[Stored items from a collection]
---------------
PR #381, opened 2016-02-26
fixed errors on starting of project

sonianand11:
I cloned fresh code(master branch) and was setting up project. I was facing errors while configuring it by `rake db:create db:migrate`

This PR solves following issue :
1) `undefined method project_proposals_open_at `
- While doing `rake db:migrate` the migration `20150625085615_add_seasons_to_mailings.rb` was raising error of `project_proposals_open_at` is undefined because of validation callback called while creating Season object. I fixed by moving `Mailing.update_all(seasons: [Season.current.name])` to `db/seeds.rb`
---------------
◆ Try it:
Print each record word for word.

◆ Expected answer:
PR #381, opened 2016-02-26
fixed errors on starting of project

sonianand11:
I cloned fresh code(master branch) and was setting up project. I was facing errors while configuring it by `rake db:create db:migrate`

This PR solves following issue :
1) `undefined method project_proposals_open_at `
- While doing `rake db:migrate` the migration `20150625085615_add_seasons_to_mailings.rb` was raising error of `project_proposals_open_at` is undefined because of validation callback called while creating Season object. I fixed by moving `Mailing.update_all(seasons: [Season.current.name])` to `db/seeds.rb`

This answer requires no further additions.